MK: A nanotecnologia pode ter um impacto profundo na produção agrícola. Para aumentar a produção para suprir uma população global crescente, vários desafios devem ser superados ao mesmo tempo com uma redução do impacto ambiental negativo. A nanotecnologia, fundamentalmente por meio do desenvolvimento de sistemas de entrega inteligentes e nanocarreadores, pode contribuir para a engenharia de forma mais eficiente e com menos agroquímicos e fertilizantes contaminantes, com menores taxas de uso e sistemas de entrega controlados atingindo alvos com muito mais precisão.
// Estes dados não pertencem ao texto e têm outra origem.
PR #728, opened 2020-08-03
Run inference tasks on EC2

jamieparkinson:
Required in order to fulfil the latest changes in https://github.com/wellcomecollection/docs/blob/8602f2ed4a09293aa8a0f0922e5c6cd48fe3eb09/rfcs/021-data_science_in_the_pipeline/README.md

### DIFF
--- a/pipeline/terraform/main.tf
+++ b/pipeline/terraform/main.tf
@@ -92,7 +92,7 @@ module "catalogue_pipeline_20200727" {
   ]
 
   miro_adapter_topic_arns = [
-    //    local.miro_reindexer_topic_arn,
+    local.miro_reindexer_topic_arn,
     local.miro_updates_topic_arn,
   ]
 
--- a/pipeline/terraform/main.tf
+++ b/pipeline/terraform/main.tf
@@ -92,7 +92,7 @@ module "catalogue_pipeline_20200727" {
   ]
 
   miro_adapter_topic_arns = [
-    local.miro_reindexer_topic_arn,
+    //    local.miro_reindexer_topic_arn,
     local.miro_updates_topic_arn,
   ]
 
--- a/pipeline/terraform/stack/cluster.tf
+++ b/pipeline/terraform/stack/cluster.tf
@@ -4,7 +4,7 @@ resource "aws_ecs_cluster" "cluster" {
 }
 
 module "inference_capacity_provider" {
-  source = "../../../../terraform-aws-ecs-service/modules/ec2_capacity_provider"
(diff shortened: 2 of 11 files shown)


pipeline/terraform/main.tf
```diff
@@ -92,7 +92,7 @@ module "catalogue_pipeline_20200727" {
   ]
 
   miro_adapter_topic_arns = [
-    //    local.miro_reindexer_topic_arn,
+    local.miro_reindexer_topic_arn,
```
kenoir, line 95: Presumably this is back on because with this change you want to be able to reindex miro things?

pipeline/terraform/stack/cluster.tf
```diff
@@ -1,3 +1,26 @@
...
+  source = "git::github.com/wellcomecollection/terraform-aws-ecs-service.git//modules/ec2_capacity_provider?ref=v3.1.0"
+
+  name = "${local.namespace_hyphen}_inference_capacity_provider"
+
+  // Setting this variable from aws_ecs_cluster.cluster.name creates a cycle
+  // The cluster name is required for the instance user data script
+  // This is a known issue https://github.com/terraform-providers/terraform-provider-aws/issues/12739
+  cluster_name = local.namespace_hyphen
+
+  instance_type           = "c5.2xlarge"
```
kenoir, line 16: very premium (@ 34c an hour) - but fine if this spends most of the time scaled to 0.

jamieparkinson: The price should work out slightly less than what Fargate was costing us - this is also a spot instance

pipeline/terraform/main.tf
jamieparkinson: It is mistake

pipeline/terraform/stack/cluster.tf
jamieparkinson: My workings:
- Maxed out Fargate was $0.197 / hr, we ran <= 8 of them
- At spot pricing a `c5.2xlarge` is *maximum* $0.34, but actually has been consistently between $0.15-0.20 (over the last 3 months). We run <= 4 of them.
- I chose a 2xlarge (big enough for 2 tasks) as a compromise: for full reindexes we want maximum horizontal scaling to maximise throughput (so we fit 2 tasks on each host, 8 tasks max), in general use we want maximum speed at low-ish throughput so we give the 1 or 2 tasks we expect to see plenty of POWER. Anecdotally it seemed to run 1.5x-2x as fast as Fargate as I believe Pytorch is able to exploit certain features of the c5 hardware.

jamieparkinson: More important than that logic is that I intend to keep an eye on utilisation and throughput and tweak these values where necessary!

PR #740, opened 2020-08-07
use TransformedBaseWork type param on sendT for proper serialisation

jamesgorrie:
I've gone through the codebase and it's not used anywhere else with anything bar a `TransformedBaseWork`.
Not sure where to write the test, might try get the fix in and do that.

Chaars @warrd and @alexwlchan for the explanations on this.


jamesgorrie:
> I've gone through the codebase and it's not used anywhere else with anything bar a TransformedBaseWork.

From the PR  description

jamesgorrie:
@warrd I've added a test testing we can decode from `TransformedBaseWork` as that's what's needed on the recorder side.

ABG: Como estão as regulamentações para essa tecnologia e com que rapidez as novas formulações chegarão ao mercado?
MK: À medida que a aplicação da nanotecnologia se torna uma opção mais realista para a indústria agrícola, tem havido uma preocupação crescente sobre as possíveis implicações para a saúde humana e ambiental que podem ocorrer como resultado. Por exemplo, uma preocupação especial está relacionada à potencial bioacumulação de materiais nano-aprimorados dentro do ambiente e da cadeia alimentar que podem eventualmente chegar ao consumo humano.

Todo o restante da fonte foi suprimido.